确实,在现代汉语的出生中包含强烈的“大众化”愿望,但这一愿望的最终目标并非“大众化”,而是“化大众”(民族性的改造),“大众化”是手段,“化大众”才是目的。

落实到新诗上,它的最终目标是提供一种面向未来的、充满现代感性的诗歌文体,以取代旧诗的权威。

为了“大众化”而试图回到民族形式,是为了手段而不要目的,等于否定它的出生,那结果便是新诗的自我取消。

新诗要建立它的声誉,获得存在的理由,所依赖的就是那个使它与旧诗区别开来的东西,它的西化、它的现代性、它对未来的投身。

“对这种新诗歌而言,旧的诗歌以及标准、意义只在于是一个对照。

而新诗歌的形式和标准,则需要向它的未来去追寻。

可以说,现代汉语最根本的诗艺,是它对自己未来的追寻”。

②由此看来,旧诗的民族形式正是新诗要谨慎地加以回避的东西,而不是它要追求的目标。

新诗和旧诗不存在承继关系,甚至也不存在反叛的关系,因为它们处在两个完全不同的审美系统中。

如果硬要说关系,新诗和旧诗的关系只有一个,那就是:新诗要从旧诗手中夺取它的读者。

回到诗歌与读者的关系,我认为牺牲诗歌本身对艺术的特殊要求单纯去追求“大众化”也是得不偿失的。

诗歌在其发展过程中的某一刻,譬如在要求诗“可以兴”、“可以观”、“可以群”、“可以怨”的时代,“大众化”的追求倒是值得的,但这个“观”“群”“怨”的功能早已被其他媒介所取代,而且比诗歌做得更好,而且“兴”的功能也不为诗歌所专长。

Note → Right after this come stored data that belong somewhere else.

PR #1603, opened 2024-01-12
Fix (CI): Reduce macOS GHA jobs

sgillespie:
# Description

macOS runners in GitHub are scarce (they are limited per-organizatiions), so we need to limit our jobs to one

# Checklist

- [ ] Self-reviewed the diff

# Migrations

### DIFF
--- a/.github/workflows/haskell.yml
+++ b/.github/workflows/haskell.yml
@@ -18,8 +18,12 @@ jobs:
     strategy:
       fail-fast: false
       matrix:
-        os: [ubuntu-latest, macos-latest]
+        os: [ubuntu-latest]
         compiler-nix-name: [ghc810, ghc92, ghc96]
+        include:
+          # We want a single job, because macOS runners are scarce.
+          - os: macos-latest
+            compiler-nix-name: ghc810
 
     steps:
       - name: Checkout code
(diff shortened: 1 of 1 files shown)


.github/workflows/haskell.yml
```diff
@@ -18,8 +18,12 @@ jobs:
     strategy:
       fail-fast: false
       matrix:
-        os: [ubuntu-latest, macos-latest]
+        os: [ubuntu-latest]
         compiler-nix-name: [ghc810, ghc92, ghc96]
+        include:
+          # We want a single job, because macOS runners are scarce.
+          - os: macos-latest
+            compiler-nix-name: ghc810
```
angerman, line 26: Don't we want to default to 9.6 here? We want to decommission 8.10 asap. 8.10 is only around for backup in case 9.6 somehow terribly doesnt' work out.

angerman (changes requested):

.github/workflows/haskell.yml
sgillespie: OK, I updated to ghc810 for macOS, and left 810 and 96 for linux. Hopefully I can drop 810 soon

angerman (approved):
LGTM

PR #1607, opened 2024-01-18
optimizations

kderme:
# Description

Fixes https://github.com/IntersectMBO/cardano-db-sync/issues/1589, https://github.com/IntersectMBO/cardano-db-sync/issues/1582, https://github.com/IntersectMBO/cardano-db-sync/issues/1584, https://github.com/IntersectMBO/cardano-db-sync/issues/1606

# Checklist

- [X] Commit sequence broadly makes sense
- [X] Commits have useful messages
- [ ] Self-reviewed the diff

# Migrations

- [X] The pr causes a [breaking change](https://github.com/IntersectMBO/cardano-db-sync/blob/master/doc/migrations.md) of type a,b or c

The reward migration works on upgrade
The tx_out migation is WIP


schema/migration-2-0035-20240108.sql
```diff
@@ -0,0 +1,29 @@
+-- Persistent generated migration.
+
+CREATE FUNCTION migrate() RETURNS void AS $$
+DECLARE
+  next_version int ;
+BEGIN
+  SELECT stage_two + 1 INTO next_version FROM schema_version ;
+  IF next_version = 35 THEN
+    EXECUTE 'alter domain addr29type drop constraint addr29type_check' ;
```
kderme, line 9: When we create these domains
```
CREATE DOMAIN addr29type AS bytea CHECK (octet_length (VALUE) = 29);
```
we don't give any name to the constraint. `addr29type_check` is the name that postgres gives by default.

schema/migration-2-0037-20240117.sql
```diff
@@ -0,0 +1,23 @@
...
+
+CREATE FUNCTION migrate() RETURNS void AS $$
+DECLARE
+  next_version int ;
+BEGIN
+  SELECT stage_two + 1 INTO next_version FROM schema_version ;
+  IF next_version = 37 THEN
+    EXECUTE 'CREATe TABLE instant_reward AS TABLE reward WITH NO DATA';
+    EXECUTE 'INSERT INTO instant_reward (SELECT * FROM reward WHERE pool_id IS NULL)';
+--    EXECUTE 'ALTER TABLE "instant_reward"("id" SERIAL8  PRIMARY KEY UNIQUE,"addr_id" INT8 NOT NULL,"type" rewardtype NOT NULL,"amount" lovelace NOT NULL,"earned_epoch" INT8 NOT NULL GENERATED ALWAYS AS ((CASE WHEN spendable_epoch >= 1 then spendable_epoch-1 else 0 end)) STORED,"spendable_epoch" INT8 NOT NULL)' ;
```
kderme, line 11: TODO: remove

cardano-chain-gen/test/Test/Cardano/Db/Mock/Validate.hs
```diff
@@ -254,39 +260,46 @@ assertRewardCounts env st filterAddr mEpoch expected = do
...
 
     updateAddrCounters ::
-      Reward ->
+      RewardSource ->
       Maybe (Word64, Word64, Word64, Word64, Word64) ->
       (Word64, Word64, Word64, Word64, Word64)
-    updateAddrCounters reward Nothing = updateCounters reward (0, 0, 0, 0, 0)
-    updateAddrCounters reward (Just cs) = updateCounters reward cs
+    updateAddrCounters tp Nothing = updateCounters tp (0, 0, 0, 0, 0)
+    updateAddrCounters tp (Just cs) = updateCounters tp cs
```
Cmdv, line 267: very minor but I couldn't understand how `tp` was deduced from `RewardSource`

cardano-db/src/Cardano/Db/Schema.hs
```diff
@@ -304,14 +300,23 @@ share
     addrId              StakeAddressId      noreference
     type                RewardSource        sqltype=rewardtype
     amount              DbLovelace          sqltype=lovelace
-    earnedEpoch         Word64
+    earnedEpoch         Word64 generated="((CASE WHEN (type='refund') then spendable_epoch else (CASE WHEN spendable_epoch >= 2 then spendable_epoch-2 else 0 end) end) STORED)"
```
Cmdv, line 303: is there no way to do this functionality (and bellow) in the codebase? Just incase this functionality gets lost here, failing that a comment as to why it's here and what it does would suffice.

schema/migration-2-0037-20240117.sql
Cmdv: need to do the TODO 😄

Cmdv (commented):
LGTM minor question and suggestions

cardano-db-sync/src/Cardano/DbSync/Era/Util.hs
```diff
@@ -45,8 +45,8 @@ safeDecodeToJson tracer tracePrefix x = do
       pure Nothing
     Right json ->
       -- See https://github.com/IntersectMBO/cardano-db-sync/issues/297
-      if containsUnicodeNul json
+      if False && containsUnicodeNul json
```
sgillespie, line 48: What's this?

kderme: Good catch, I was testing if this check is redundant or not. It's not

sgillespie (approved):

sgillespie:
The hlint check seems to be failing

cardano-db/src/Cardano/Db/Schema.hs
kderme: This functionality exists in Haskell code as well, but is ignored, due to the generated field.

cardano-db-sync/src/Cardano/DbSync/Api.hs
```diff
@@ -376,10 +376,10 @@ mkSyncEnv trce backend connectionString syncOptions protoInfo nw nwMagic systemS
...
   bootstrapVar <- newTVarIO bts
   -- Offline Pool + Anchor queues
-  opwq <- newTBQueueIO 100
-  oprq <- newTBQueueIO 100
-  oawq <- newTBQueueIO 100
-  oarq <- newTBQueueIO 100
+  opwq <- newTBQueueIO 1000
+  oprq <- newTBQueueIO 1000
+  oawq <- newTBQueueIO 1000
+  oarq <- newTBQueueIO 1000
```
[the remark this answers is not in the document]
kderme: Yes, small queues means that fetching thread can block, expecially since this pr extracts from the queue very rarely, so data are expected to pile up.

cardano-db-sync/src/Cardano/DbSync/Era/Shelley/Insert.hs
```diff
@@ -197,11 +197,11 @@ insertShelleyBlock syncEnv shouldLog withinTwoMins withinHalfHour blk details is
 
     insertStakeSlice syncEnv $ apStakeSlice applyResult
 
-    when (ioGov iopts)
+    when (ioGov iopts && (withinHalfHour || unBlockNo (Generic.blkBlockNo blk) `mod` 10000 == 0))
```
Cmdv, line 200: `(withinHalfHour || unBlockNo (Generic.blkBlockNo blk) `mod` 10000 == 0)` could probably sit in the where clause

Cmdv (approved):
LGTM minor recommendation

PR #1609, opened 2024-01-19
Move permanent flags to config file

### LINKED ISSUE #1576: Move flags to config file
We have recently added a big number of options https://github.com/input-output-hk/cardano-db-sync/blob/master/doc/configuration.md. These mostly cannot change between separate executions, which means the possibly they need to be part of the config file.

sgillespie:
# Description

Fixes #1576. Move configuration flags that can't be changed (disable-ledger, prune-tx-out, disable-shelley, and so on) and add them to the main configuration file. 

# Checklist

- [x] Self-reviewed the diff

# Migrations


cardano-chain-gen/test/testfiles/config-conway/test-db-sync-config-bootstrap.json
```diff
@@ -0,0 +1,117 @@
...
+      "scFormat": "ScText",
+      "scKind": "StdoutSK",
+      "scName": "stdout",
+      "scRotation": null
+    }
+  ],
+  "insert_options": {
+    "tx_out": "bootstrap"
+  }
+}
```
Cmdv, line 117: unsure if you are already doing this but could these not be a single file with updated value, here is a simple example:
https://github.com/IntersectMBO/cardano-db-sync/blob/045330da2352504f67f68a0b870cc5e08951810b/cardano-chain-gen/test/Test/Cardano/Db/Mock/Unit/Conway/CommandLineArg/MigrateConsumedPruneTxOut.hs#L60-L65

but for this scenarios it would be: 
```haskell
  where
    mkSynNodeConfig :: IO SyncNodeConfig
    mkSynNodeConfig = do
      -- have 1 init file that is read and parsed
      initConfigFile <- mkSyncNodeConfig conwayConfigDir
      -- update the results with required values for the specific test in above tests 
      -- it's "tx_out": "bootstrap" so that is reflected as so
      pure $ 
        initConfigFile 
          { dncInsertConfig = initInsertConfig { spcTxOut = TxOutBootstrap } }

-- have an init for specific set of tests or all tests if required 
initInsertConfig :: SyncInsertConfig
initInsertConfig = 
  SyncInsertConfig
    { spcTxOut = TxOutEnable
    , spcLedger = LedgerEnable
    , spcShelley = ShelleyDisable
    ...
  }
```

cardano-db-sync/src/Cardano/DbSync/Api.hs
```diff
@@ -199,52 +200,61 @@ getPrunes :: SyncEnv -> Bool
...
+    SyncInsertConfig opts -> opts
+
+fullInsertOptions :: SyncInsertOptions
+fullInsertOptions =
+  SyncInsertOptions
+    { sioTxOut = TxOutEnable
+    , sioLedger = LedgerEnable
+    , sioShelley = ShelleyEnable
+    , sioMultiAsset = MultiAssetEnable
+    , sioMetadata = MetadataEnable
```
Cmdv, line 219: is the consensus that in the presets a user won't be able to add whitelists?

doc/configuration.md
```diff
@@ -6,157 +6,144 @@ features have been added, including historic rewards with Shelley, scripts with
...
+**Full**
 
-### --disable-offchain-pool-data : Experimental
-_(previousle called --disable-offline-data)__
+Enables all other options.
 
-Disables fetching pool offchain metadata.
+**Only UTxO**
+
+This is the equivalent of using `--dont-use-ledger` `--disable-shelley`,
```
Cmdv, line 83: might want to mention that this refers to command line flags we previously had.

> The equates to the following deprecated flags:  `--dont-use-ledger` `--disable-shelley`...

sgillespie: I believe the docs should basically be finished now.

cardano-db-sync/src/Cardano/DbSync/Api.hs
sgillespie: As we discussed earlier, a preset will overwrite _all_ other settings, for the time being

cardano-chain-gen/test/testfiles/config-conway/test-db-sync-config-bootstrap.json
sgillespie: I've written a couple new tests in this style, but the majority I've kept unchanged

kderme:
I had this error, which I think used to be a warning
```
cardano-db-sync -- --config ../cardano-configs/sanchonet/db-sync-config-new.json --socket-path ../db-paths/sancho.socket --state-dir ../ledger-state/sancho-4-0-0-config --schema-dir schema 
cardano-db-sync: Error: If not using --state-dir then make sure to have ledger disabled. For more details view https://github.com/IntersectMBO/cardano-db-sync/blob/master/doc/syncing-and-rollbacks.md#ledger-state
```

This seems to hapen with "ledger" : "disable" or with some preset values.

kderme (changes requested):

cardano-db-sync/src/Cardano/DbSync/Api.hs
```diff
@@ -199,52 +200,64 @@ getPrunes :: SyncEnv -> Bool
...
+onlyGovInsertOptions =
+  disableAllInsertOptions
+    { sioGovernance = GovernanceConfig True
+    }
+
+disableAllInsertOptions :: SyncInsertOptions
+disableAllInsertOptions =
+  SyncInsertOptions
+    { sioTxOut = TxOutDisable
+    , sioLedger = LedgerDisable
```
kderme, line 252: For `onlyGovInsertOptions` the ledger should be enabled by default.
Ideally the ledger should remain an option even with preset insert configuration. For this pr it would be enough to change the only gov to have `LedgerEnable` by default.

cardano-db-sync/src/Cardano/DbSync/Config/Types.hs
```diff
@@ -200,9 +356,250 @@ parseGenSyncNodeConfig o =
...
+    preset <- obj .:? "preset"
+    case preset :: Maybe Text of
+      Nothing -> SyncInsertConfig <$> parseJSON (Aeson.Object obj)
+      Just "full" -> pure FullInsertOptions
+      Just "only_utxo" -> pure OnlyUTxOInsertOptions
+      Just "only_gov" -> pure OnlyGovInsertOptions
+      Just "disable_all" -> pure DisableAllInsertOptions
+      Just other -> fail $ "unexpected preset: " <> show other
+
+instance ToJSON SyncInsertConfig where
```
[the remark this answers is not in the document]
sgillespie: These `ToJSON` are used for the Hedgehog roundtrip tests

kderme (approved):
Great work!

Issue #1600, opened 2024-01-10
Extend modularity to specified stake address, minting policy, script hash


kderme:
We want to filter only the requested keys

profd2004:
Closing this as part of a triage pass over the older open issues.

Modularity filters for stake addresses, minting policies and script hashes shipped in the config system in 13.3.0.0.

Happy to reopen if a case isn't covered.

PR #1610, opened 2024-01-22
MA Policies Whitelist

Cmdv:
# Description

This is the first part of #1600 adding a whitelist for MA Policies and renaming: 
`KeepMetadataNames` -> `WhitelistMetadataNames`

# Checklist

- [ ] Self-reviewed the diff

# Migrations


cardano-db-sync/app/cardano-db-sync.hs
```diff
@@ -230,20 +231,28 @@ pSlotNo =
...
-    parseCommaSeparated str =
-      case traverse readMaybe (splitOn "," str) of
-        Just values -> values
-        Nothing -> error "Failed to parse comma-separated values"
+
+pWhiteListMAPolicies :: Parser [Word64]
+pWhiteListMAPolicies =
+  Opt.option
+    (parseCommaSeparated <$> Opt.str)
+    ( Opt.long "whitelist-multi-asset-policy"
```
sgillespie, line 247: I would also put an `Opt.value` here to prevent this option from being mandatory

cardano-db-sync/app/cardano-db-sync.hs
```diff
@@ -230,20 +231,28 @@ pSlotNo =
...
+        <> Opt.help "Only insert a specific sellected list of multi-assets, based on the multi-asset's policy name"
+    )
+
+parseCommaSeparated :: String -> [Word64]
+parseCommaSeparated str =
+  case traverse readMaybe (splitOn "," str) of
+    Just values -> values
+    Nothing -> error "Failed to parse comma-separated values"
```
sgillespie, line 255: Would an explicit exception context make more sense here?

doc/configuration.md
```diff
@@ -155,8 +155,7 @@ Some field are left empty when using this flag, like
 
 Until the ledger state migration happens any restart requires reusing the `--bootstrap-tx-out` flag. After it's completed the flag can be omitted on restarts.
 
-### --keep-tx-metadata
+### --whitelist-tx-metadata
```
sgillespie, line 158: :100:

sgillespie (dismissed):

cardano-db-sync/app/cardano-db-sync.hs
Cmdv: I've deleted these because they are being replaced by your config file PR 😄

cardano-db-sync/src/Cardano/DbSync/Config.hs
```diff
@@ -91,3 +97,61 @@ coalesceConfig pcfg ncfg adjustGenesisPath = do
 
 mkAdjustPath :: SyncPreConfig -> (FilePath -> FilePath)
 mkAdjustPath cfg fp = takeDirectory (pcNodeConfigFilePath cfg) </> fp
+
+-- check both whitelist but also checking plutus Maybes first
+-- TODO: cmdv: unsure if this is correct because if plutusMaybeCheck fails then no multiasset whitelist is not checked
+plutusMultiAssetWhitelistCheck :: SyncEnv -> [Generic.TxOut] -> Bool
+plutusMultiAssetWhitelistCheck syncEnv txOuts =
+  plutusMaybeCheck txOuts && (plutusWhitelistCheck syncEnv txOuts || multiAssetWhitelistCheck syncEnv txOuts)
```
Cmdv, line 105: @kderme is this what you had in mind?

cardano-db-sync/src/Cardano/DbSync/Config.hs
```diff
@@ -88,3 +94,61 @@ coalesceConfig pcfg ncfg adjustGenesisPath = do
...
+    plutuswhitelistCheck whitelist = do
+      any
+        ( isJust
+            . ( \txOut -> do
+                  case (Generic.txOutScript txOut, Generic.maybePaymentCred $ Generic.txOutAddress txOut) of
+                    (Just script, _) ->
+                      if Generic.txScriptHash script `elem` whitelist
+                        then Just txOut
+                        else Nothing
+                    (_, Just address) ->
```
kderme, line 126: Instead of taking cases this should work as an `or` between two check functions

cardano-db-sync/src/Cardano/DbSync/Config.hs
```diff
@@ -88,3 +94,61 @@ coalesceConfig pcfg ncfg adjustGenesisPath = do
...
+plutusMaybeCheck :: [Generic.TxOut] -> Bool
+plutusMaybeCheck =
+  any (\txOut -> isJust (Generic.txOutScript txOut) || isJust (Generic.maybePaymentCred $ Generic.txOutAddress txOut))
+
+plutusWhitelistCheck :: SyncEnv -> [Generic.TxOut] -> Bool
+plutusWhitelistCheck syncEnv txOuts = do
+  -- first check the config option
+  case ioPlutusExtra iopts of
+    PlutusEnable -> True
+    PlutusDisable -> False
```
kderme, line 113: As we discussed Disabled should return `True` at this point, conceptually meaning that the tx is in fact whitelisted. Later, while inserting the plutus data, it will be checked again.

cardano-db-sync/src/Cardano/DbSync/Config.hs
```diff
@@ -88,3 +94,61 @@ coalesceConfig pcfg ncfg adjustGenesisPath = do
...
+              )
+        )
+        txOuts
+
+multiAssetWhitelistCheck :: SyncEnv -> [Generic.TxOut] -> Bool
+multiAssetWhitelistCheck syncEnv txOuts = do
+  let iopts = soptInsertOptions $ envOptions syncEnv
+  case ioMultiAssets iopts of
+    MultiAssetEnable -> True
+    MultiAssetDisable -> False
```
kderme, line 140: Same, `MultiAssetDisable` should return True.

kderme (changes requested):

cardano-db-sync/src/Cardano/DbSync/Config.hs
```diff
@@ -96,10 +96,9 @@ mkAdjustPath :: SyncPreConfig -> (FilePath -> FilePath)
 mkAdjustPath cfg fp = takeDirectory (pcNodeConfigFilePath cfg) </> fp
 
 -- check both whitelist but also checking plutus Maybes first
--- TODO: cmdv: unsure if this is correct because if plutusMaybeCheck fails then no multiasset whitelist is not checked
 plutusMultiAssetWhitelistCheck :: SyncEnv -> [Generic.TxOut] -> Bool
 plutusMultiAssetWhitelistCheck syncEnv txOuts =
-  plutusMaybeCheck txOuts && (plutusWhitelistCheck syncEnv txOuts || multiAssetWhitelistCheck syncEnv txOuts)
+  plutusMaybeCheck txOuts || (plutusWhitelistCheck syncEnv txOuts || multiAssetWhitelistCheck syncEnv txOuts)
```
kderme, line 101: `plutusWhitelistCheck` is called in `plutusMaybeCheck`, so why is it also called here?

Cmdv: I can't see `plutusWhitelistCheck` inside `plutusMaybeCheck`, am I understanding you right?

kderme: Oh sorry I got confused by identation. 

Actually I don't see what's the purpose of `plutusMaybeCheck`. It may return `False` even with `PlutusEnable`, which should never happen. `plutusWhitelistCheck` already does the necessary work.

Cmdv: The was my original comment
> -- TODO: cmdv: unsure if this is correct because if plutusMaybeCheck fails then no multiasset whitelist is not checked

I was trying to make what we spoke about and push the checks as far up the chain and I may have miss understood what you meant and that's why I left this comment there about the `plutusMaybeCheck`. It's there as a check so you don't do any whitelist checks if there isn't any `txOutScript` or `txOutAddress` and that's what it was an `&&` not an `||` so this is:

```
if plutusMaybeCheck txOuts
    then (plutusWhitelistCheck syncEnv txOuts || multiAssetWhitelistCheck syncEnv txOuts)
    else False
```

which is essentially bellow as it will return false straight away if `plutusMaybeCheck txOuts` if false:

```
plutusMaybeCheck txOuts && (plutusWhitelistCheck syncEnv txOuts || multiAssetWhitelistCheck syncEnv txOuts)
```

kderme: I still can't fully understand what does `plutusMaybeCheck` check, since all necessary checks are done in `plutusWhitelistCheck`. Using `or` instead of `and` here will simply give `True` in more cases than we want to.

Cmdv: it was just to save doing big `elem` checks if they're not needed. But it's all good we can just do it inside the whitelist checks.

Cmdv:
closing this PR as it's been superseded by https://github.com/IntersectMBO/cardano-db-sync/pull/1644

何况这个“群”的功能在我们的时代恐怕已经发育得过分了--它已经强大得足以压扁人的个性;因此,在我们的时代,诗歌的功能可能与此相反,它所要教授的恰恰是“人之存在的个性”(布罗茨基语),它所要保护的也正是人的独特性。

就新诗的当代历史而言,从朦胧诗开始,诗歌与意识形态的暧昧的婚姻关系已经结束了,诗歌不再是意识形态的同谋,或者它的对立面,成为意识形态的反叛者,而是自觉选择作为臧棣所说的“历史的异端”。

这样一种诗歌,将想方设法创造自己的读者,而不大可能为了大众化的利益放弃自身在美学和伦理学上的追求。

就诗歌的这一新目标而言,它在美学上愈激进、愈彻底、愈达到极致,它在伦理学上就愈成功。

也就是说,美学的抱负应该成为诗歌唯一的道德。

因此,林庚先生的新诗格律理论从其出发点看就存在某种悖谬。

但是,写作的问题根本上是一个实践问题,那么从一个错误的理论前提出发有没有可能歪打正着,在实践上结出丰硕的成果,从而可以使我们对理论前提的悖谬忽略不计呢?接下去让我们来看看林庚先生在他的格律理论指导下的新诗创作。

这首《秋之色》是林庚先生谈格律问题时引用过的,在林先生的格律诗创作里有一定的代表性,它暴露的问题也是比较典型的:像海样地生出珊瑚树的枝像橄榄的明净吐出青的果秋天的熟人是门外的岁月当凝静的原上有零星的火清蓝的风色里早上的冻叶高高的窗子前人忘了日夜你这时若打着口哨子去了无边的颜料里将化为蝴蝶。